Operation Rescue’s activists certainly can’t be stereotyped. They are not former ’60s protestors who burned dorm buildings and American flags in the student center. But they will take a bus at their own expense to another city across the nation to get arrested. John Ryan, 33, has been arrested for his pro-life stand nearly 400 times while a student. “I quit counting at 350,” he said during the recent rescue effort in Tallahassee.
A former social worker, Ryan says he spent most of his collegiate career in jail. “I was working full-time, going to school full-time, and in jail half of the time. Although I’ve been in jail a lot, it’s amazing how God takes care of you.” In the morning, he would go to class and then catch a bus to a local abortion clinic in St. Louis, Missouri, to participate in a rescue and to counsel women entering the clinics. “I thought of the injustice of it all,” he said. “I didn’t encounter any pro-life sympathy at the time, and the university had little to do with my involvement.”

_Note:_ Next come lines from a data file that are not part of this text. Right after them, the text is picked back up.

PR #1921, opened 2020-11-10
Fix s3 remote commands in docs (remove url text placeholder)

brbickel:
Very minor typo fix.


shcheklein (approved):
Good catch @brbickel ! thanks!

PR #1922, opened 2020-11-11
November HB draft

elleobrien:
I need to create an image still for the header. Maybe a new picture of DeeVee is in order

Also will update comment link after review


shcheklein (approved):
Looks great, @elleobrien ! 🎉  Feel free to merge when image and other meta (if needed) is fixed.

Issue #1924, opened 2020-11-11
development server is slow to build


elleobrien:
Working from a local clone to write new blogs, building a dev server (`yarn develop`) is getting pretty slow (>1 minute). Is there a way to make a smaller clone; i.e., maybe only blogposts after a certain date (`%today-30`) or not checkout the docs?

rogermparent:
I'm on it! There's a few features I'm aware of that we can try to curb this issue.

1. [Conditional Rebuilds] - This has been in for a while, and is a basic way to only rebuild pages that have been edited. While it doesn't work on the Heroku builds, it has worked for me locally and may speed up writing.
2. [Query-on-demand alpha] - This is a new alpha feature that I was notified of in an email- it essentially makes Gatsby dev mode only run queries as you go to the individual page.

I'll try both in a branch.

rogermparent:
The prior two features have showstopping issues that prevent them from local use, however:

> Is there a way to make a smaller clone; i.e., maybe only blogposts after a certain date (%today-30) or not checkout the docs?

We can adapt the `LIMIT_BLOG_PAGES` flag I have in already and bind it to an npm script to make invoking it easier. This way, we can have a separate limited mode for blog authoring that's quicker to build while maintaining the functionality of a full-site `develop`.

elleobrien:
@rogermparent i love that idea!

rogermparent:
I've made a new `yarn author` command that does just that at #1932, and it cuts development server spin-up time to 25s on a hot cache by building only the latest blog post and skipping Docs entirely.

I didn't time it on a cold cache yet, but the difference should be *much* bigger in that case as the images of skipped pages are also skipped.

jorgeorpinel:
> yarn author command ... building only the latest blog post and skipping Docs entirely

What about the opposite? A `yarn docs` command that only builds /docs and skips the whole blog? Would that be easy to include @rogermparent? Thanks

jorgeorpinel:
(Assuming it's significantly faster than `yarn develop`)

jorgeorpinel:
Taking this to an extreme (prob not worth it) `yarn develop` could take arguments to specify which modules to work with (`all` by default):
- `home` (could be always included)
- `land(ing)` (Features and Support, could be part of `home`)
- `docs`
- `blog` or `author`
- `com(munity)`

rogermparent:
> > yarn author command ... building only the latest blog post and skipping Docs entirely
> 
[...]

PR #1932, opened 2020-11-11
Add blog author script with reduced build time

rogermparent:
This PR's main goal is to add a new npm/yarn script, `author`, which runs `gatsby develop` on a subset of content to increase build speed.

In particular, it limits to only the most recent blog page and skips docs entirely.

To use it, just use `yarn author` over `yarn develop` and make sure the blog page you're working on is the latest.

The change uses and improves the LIMIT_BLOG_PAGES env var, which now takes a number of blog pages to limit to. All blog posts are still read into schema, but pages (and images) will only be generated for the pages that are actually made.

It also adds a similar SKIP_DOCS boolean environment variable that disables both node and page creation for docs. Schema is still created so as not to break other types and queries that refer to docs.

On the machine I'm on now, with a warm cache, `yarn author` takes 25 seconds to get to a usable server. This is a big improvement over `develop` in the same context, and should be *much* moreso with no cache.

Addresses #1924


shcheklein:
👍 
let's update contrib docs as well please?

rogermparent:
Additional docs mentioning this script are now [on the deploy](https://dvc-landing-author-mode-su68mw.herokuapp.com/doc/user-guide/contributing/blog)!

shcheklein (approved):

His first arrest was in St. Louis eight years ago. Although he spent most of his college years in jail, Ryan managed to graduate with a masters degree in Social Work within five years. The total time he has served in jail adds up to one year. “Some days I got arrested twice,” he said. “The judge was pro-life, so he would let us off with a city ordinance violation charge which was the lowest penalty. The City was never in a hurry to hear our case, either.”

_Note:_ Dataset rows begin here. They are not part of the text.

Issue #1127, opened 2020-04-08
term: ambiguous use of "external" and "workspace"


woodshop:
The term "workspace" is defined in the glossary as "Directory containing all your project files..." However advanced dvc usage allows for remote storage of external data and external dependencies. It is not clear from the docs whether the "workspace" includes external data & dependencies. Furthermore, the docs for various commands assume different definitions of workspace. For instance, `dvc push` does not interact with external data, but `dvc checkout` does. This should be clarified in the docs.

UPDATE: Go to https://github.com/iterative/dvc.org/issues/1127#issuecomment-783060111

woodshop:
In general, I find that several definitions could be tightened in the docs along with workspace.

E.g. "external dependencies" and "external data" seem to refer, respectively, to stage inputs and outputs that don't reside in the "workspace" but that are nevertheless tracked by dvc. I think it would be really helpful to clarify this in the docs. At the same time, it would be useful to refer to non-external dependencies/data as "internal" to make it easier to discriminate from external. I suppose "internal" data is located in a directory that shares the same root as ".dvc" but I might be wrong about that.

shcheklein:
More context - https://discordapp.com/channels/485586884165107732/563406153334128681/697459286455877732

jorgeorpinel:
Hi, sorry for the delay. Some feedback:

> advanced dvc usage allows for remote storage of external data and external dependencies. It is not clear from the docs whether the "workspace" includes external data & dependencies

External dependencies, outputs, and cache are the exception to the rule. Here are some of the explanation from docs:
![image](https://user-images.githubusercontent.com/1477535/79404772-3d44f380-7f58-11ea-8840-4db1a3ad5922.png)
![image](https://user-images.githubusercontent.com/1477535/79404801-53eb4a80-7f58-11ea-9134-981bdd310f67.png)
![image](https://user-images.githubusercontent.com/1477535/79404857-78472700-7f58-11ea-9af6-fb4a030459a5.png)

In any case, I don't think we really consider them part of the workspace. They are an extension of it, like Andy correctly interpreted. They are part of the project as a whole. Any suggestion on how/where best we should clarify this?

> refer to non-external dependencies/data as "internal"

Thanks for the idea but I think it would be a little cumbersome to have to call deps and outs "internal" in let's say 95% of the cases just to be bring attention to the exceptions.

> docs for various commands assume different definitions of workspace. For instance, dvc push does not interact with external data, but dvc checkout does

[...]

Issue #53, opened 2018-07-16
user-guide: cache/remote/workspace relationships


efiop:
Describe how these three relate and what they are.

shcheklein:
In the user guide the part about basic DVC concepts is missing. Like described in #144 the User Guide should be starting with some introduction to those concepts with some explanation and how they relate to each other. This introduction should server as a reference when we use these concepts in other documents (e.g. command references, and/or examples, tutorials).

Basic concepts should include:
- working space
- cache
- remote
- dvc file
- etc

vibhor98:
Hi @shcheklein, I'm Vibhor and I'm new to DVC community. I have been contributing to the open source projects since more than a year now. I'm GSoD' 19 aspirant. I would like to take up this issue to create user guide to cover up all the remaining concepts. Shall I go ahead? Thanks!

PS: I have already read DVC documentation and found it really helpful in getting started.

shcheklein:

How did his time in jail affect his lifestyle? “I felt like I lived in two worlds,” he explained. “I would come home from jail, and it would be business as usual. Ordinary things strike you as bizarre when you know there are children dying out there and someone is more concerned about how they look.”
He says his hardest times were when he didn’t pray about his activist activities, or when he did things simply out of habit. “As an activist, I have to constantly keep in mind that this is a spiritual battle. If it’s just a political force, it will go the way of every other movement and become ineffective.”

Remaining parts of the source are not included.